PR #956, opened 2019-02-19
Identity persist token

annakocheshkova:
* [X] Did you add unit tests?
* [X] Did you check UI tests on the sample app? They are not executed on CI.

## Description

Need to persist the encrypted token. 

## Related PRs or issues

#950

### DIFF
--- a/sdk/appcenter-identity/src/main/java/com/microsoft/appcenter/identity/Identity.java
+++ b/sdk/appcenter-identity/src/main/java/com/microsoft/appcenter/identity/Identity.java
@@ -16,6 +16,8 @@ import com.microsoft.appcenter.http.HttpException;
 import com.microsoft.appcenter.http.HttpUtils;
 import com.microsoft.appcenter.http.ServiceCall;
 import com.microsoft.appcenter.http.ServiceCallback;
+import com.microsoft.appcenter.identity.storage.AuthTokenStorage;
+import com.microsoft.appcenter.identity.storage.TokenStorageFactory;
 import com.microsoft.appcenter.utils.AppCenterLog;
 import com.microsoft.appcenter.utils.HandlerUtils;
 import com.microsoft.appcenter.utils.async.AppCenterFuture;
@@ -102,6 +104,11 @@ public class Identity extends AbstractAppCenterService {
     private boolean mLoginDelayed;
 
     /**
+     * Instance of {@link AuthTokenStorage} to store token information.
+     */
+    private AuthTokenStorage mTokenStorage;
+
+    /**
      * Get shared instance.
      *
      * @return shared instance.
@@ -152,6 +159,7 @@ public class Identity extends AbstractAppCenterService {
     public synchronized void onStarted(@NonNull Context context, @NonNull Channel channel, String appSecret, String transmissionTargetToken, boolean startedFromApp) {
         mContext = context;
         mAppSecret = appSecret;
+        mTokenStorage = TokenStorageFactory.getTokenStorage(context);
         super.onStarted(context, channel, appSecret, transmissionTargetToken, startedFromApp);
     }
 
--- a/sdk/appcenter-identity/src/main/java/com/microsoft/appcenter/identity/Identity.java
+++ b/sdk/appcenter-identity/src/main/java/com/microsoft/appcenter/identity/Identity.java
@@ -175,9 +175,11 @@ public class Identity extends AbstractAppCenterService {
             /* Load cached configuration in case APIs are called early. */
             loadConfigurationFromCache();
 
+            /* Load the last stored token and cache it into token context. */
+            mTokenStorage.cacheToken();
+
             /* Download the latest configuration in background. */
             downloadConfiguration();
-            mTokenStorage.cacheToken();
         } else {
             if (mGetConfigCall != null) {
                 mGetConfigCall.cancel();
--- a/sdk/appcenter-identity/src/main/java/com/microsoft/appcenter/identity/Identity.java
+++ b/sdk/appcenter-identity/src/main/java/com/microsoft/appcenter/identity/Identity.java
@@ -21,10 +21,10 @@ import com.microsoft.appcenter.identity.storage.TokenStorageFactory;
 import com.microsoft.appcenter.utils.AppCenterLog;
 import com.microsoft.appcenter.utils.HandlerUtils;
 import com.microsoft.appcenter.utils.async.AppCenterFuture;
-import com.microsoft.appcenter.utils.context.AuthTokenContext;
 import com.microsoft.appcenter.utils.storage.FileManager;
 import com.microsoft.appcenter.utils.storage.SharedPreferencesManager;
 import com.microsoft.identity.client.AuthenticationCallback;
+import com.microsoft.identity.client.IAccount;
 import com.microsoft.identity.client.IAuthenticationResult;
 import com.microsoft.identity.client.PublicClientApplication;
 import com.microsoft.identity.client.exception.MsalException;
@@ -177,6 +177,7 @@ public class Identity extends AbstractAppCenterService {
 
             /* Download the latest configuration in background. */
             downloadConfiguration();
+            mTokenStorage.cacheToken();
         } else {
             if (mGetConfigCall != null) {
                 mGetConfigCall.cancel();
@@ -186,7 +187,7 @@ public class Identity extends AbstractAppCenterService {
             mIdentityScope = null;
             mLoginDelayed = false;
             clearCache();
-           // AuthTokenContext.getInstance().clearData();
+            mTokenStorage.removeToken();
         }
     }
 
@@ -390,7 +391,8 @@ public class Identity extends AbstractAppCenterService {
                     getInstance().post(new Runnable() {
                         @Override
                         public void run() {
-                            AuthTokenContext.getInstance().setAuthToken(authenticationResult.getIdToken());
+                            IAccount account = authenticationResult.getAccount();
+                            mTokenStorage.saveToken(authenticationResult.getIdToken(), account.getHomeAccountIdentifier().getIdentifier());
                         }
                     });
                 }
--- a/sdk/appcenter-identity/src/main/java/com/microsoft/appcenter/identity/Identity.java
+++ b/sdk/appcenter-identity/src/main/java/com/microsoft/appcenter/identity/Identity.java
@@ -389,7 +389,7 @@ public class Identity extends AbstractAppCenterService {
 
                 @Override
                 public void onSuccess(final IAuthenticationResult authenticationResult) {
-                    AppCenterLog.info(LOG_TAG, "User login succeeded. id=" + authenticationResult.getIdToken());
+                    AppCenterLog.info(LOG_TAG, "User login succeeded.");
                     getInstance().post(new Runnable() {
 
                         @Override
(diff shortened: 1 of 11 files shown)


sdk/appcenter-identity/src/main/java/com/microsoft/appcenter/identity/storage/PreferenceTokenStorage.java
```diff
@@ -0,0 +1,83 @@
...
+     * Used for authentication requests, string field for auth token.
+     */
+    @VisibleForTesting
+    static final String PREFERENCE_KEY_AUTH_TOKEN = "AppCenter.auth_token";
+
+    /**
+     * Used for distinguishing users, string field for home account id.
+     */
+    @VisibleForTesting
+    static final String PREFERENCE_KEY_HOME_ACCOUNT_ID = "AppCenter.account_id";
```
achocron: Was it in the spec to store multiple tokens for different users? I was thinking we would just store one token at a time

sdk/appcenter-identity/src/main/java/com/microsoft/appcenter/identity/storage/PreferenceTokenStorage.java
```diff
@@ -0,0 +1,83 @@
...
+import android.support.annotation.VisibleForTesting;
+
+import com.microsoft.appcenter.utils.context.AuthTokenContext;
+import com.microsoft.appcenter.utils.crypto.CryptoUtils;
+import com.microsoft.appcenter.utils.storage.SharedPreferencesManager;
+
+/**
+ * Storage for tokens that uses {@link SharedPreferencesManager}. Handles saving and encryption.
+ */
+public class PreferenceTokenStorage implements AuthTokenStorage {
```
jwallra: If this class is also storing account ID and not just auth token I think that we could do some renaming.  Perhaps `PreferenceAccountStorage` or `PreferenceAuthStorage`?  I'm not in love with either of those, does anyone else have thoughts/ideas?  If we change it, the methods (`getToken`, `saveToken`, etc.) should be changed to align.

sdk/appcenter-identity/src/main/java/com/microsoft/appcenter/identity/storage/PreferenceTokenStorage.java
annakocheshkova: I didn't implement multiple tokens. Just storing the last account id to distinguish new users

sdk/appcenter-identity/src/main/java/com/microsoft/appcenter/identity/storage/PreferenceTokenStorage.java
jwallra: Or maybe this is an OK convention... I don't know.  Does anyone have another opinion?

annakocheshkova: @jwallra i think storing last account id doesn't change the main "token storage" purpose. I mean this class still focuses mainly on token and uses account id just as a piece of a helper info to tell when the user has changed. It also does not provide any publuc methods for retrieving/removing account id etc.

guperrot: userId is a claim within the token.

sdk/appcenter-identity/src/main/java/com/microsoft/appcenter/identity/storage/PreferenceTokenStorage.java
```diff
@@ -0,0 +1,83 @@
...
+    private String getHomeAccountId() {
+        return SharedPreferencesManager.getString(PREFERENCE_KEY_HOME_ACCOUNT_ID, null);
+    }
+
+    @Override
+    public void cacheToken() {
+        String tokenFromStorage = getToken();
+        String accountId = getHomeAccountId();
+
+        // We need to update Token context here.
```
guperrot: Code convention is to use `/*` comments only for Java.

sdk/appcenter-identity/src/main/java/com/microsoft/appcenter/identity/Identity.java
```diff
@@ -169,6 +177,7 @@ protected synchronized void applyEnabledState(boolean enabled) {
 
             /* Download the latest configuration in background. */
             downloadConfiguration();
+            mTokenStorage.cacheToken();
```
guperrot: This is not downloading the latest config, need a new comment before. Also should be done before downloading.

sdk/appcenter-identity/src/main/java/com/microsoft/appcenter/identity/storage/TokenStorageFactory.java
```diff
@@ -0,0 +1,19 @@
...
+public class TokenStorageFactory {
+
+    /**
+     * Retrieves current implementation of {@link AuthTokenStorage}.
+     *
+     * @param context application context.
+     * @return instance of {@link AuthTokenStorage}.
+     */
+    public static AuthTokenStorage getTokenStorage(Context context) {
+        return new PreferenceTokenStorage(context);
```
guperrot: make that a singleton

sdk/appcenter-identity/src/main/java/com/microsoft/appcenter/identity/storage/PreferenceTokenStorage.java
```diff
@@ -0,0 +1,83 @@
...
+     */
+    private final Context mContext;
+
+    /**
+     * Default constructor.
+     *
+     * @param context {@link Context} instance.
+     */
+    PreferenceTokenStorage(Context context) {
+        mContext = context;
```
guperrot: mContext = context.getApplicationContext()

sdk/appcenter-identity/src/main/java/com/microsoft/appcenter/identity/storage/PreferenceTokenStorage.java
```diff
@@ -0,0 +1,83 @@
...
+     * {@link Context} instance.
+     */
+    private final Context mContext;
+
+    /**
+     * Default constructor.
+     *
+     * @param context {@link Context} instance.
+     */
+    PreferenceTokenStorage(Context context) {
```
guperrot: @NonNull

sdk/appcenter-identity/src/main/java/com/microsoft/appcenter/identity/storage/PreferenceTokenStorage.java
achocron: ah it's account id. got it.

sdk/appcenter-identity/src/main/java/com/microsoft/appcenter/identity/storage/PreferenceTokenStorage.java
annakocheshkova: @guperrot this is already done in CryptoUtils so it will crash if do this twice

sdk/appcenter-identity/src/main/java/com/microsoft/appcenter/identity/storage/AuthTokenStorage.java
```diff
@@ -0,0 +1,32 @@
...
+ */
+public interface AuthTokenStorage {
+
+    /**
+     * Stores token value.
+     *
+     * @param token auth token.
+     * @param homeAccountId unique identifier of user.
+     */
+    void saveToken(String token, String homeAccountId);
```
dhei: Similarly to @jwallra's [comment](https://github.com/Microsoft/AppCenter-SDK-Android/pull/956/files#r258206045), I think the `saveToken` naming is confusing because it takes 2 parameters: token value and account id value.

dhei: Same confusion for `cacheToken` naming. It caches token value and account id value.

dhei: Ignore my first 2 comments. I realized account id is actually a claim from the auth token, which means `homeAccountId` is a part of the `token`, therefore `AuthTokenStorage` is still the right naming.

* * *

THE PROBLEM: Scan the material above for the word "static", and copy every line in which it is found.

SOLUTION FOR THIS TASK:
+    static final String PREFERENCE_KEY_AUTH_TOKEN = "AppCenter.auth_token";
+    static final String PREFERENCE_KEY_HOME_ACCOUNT_ID = "AppCenter.account_id";
+    public static AuthTokenStorage getTokenStorage(Context context) {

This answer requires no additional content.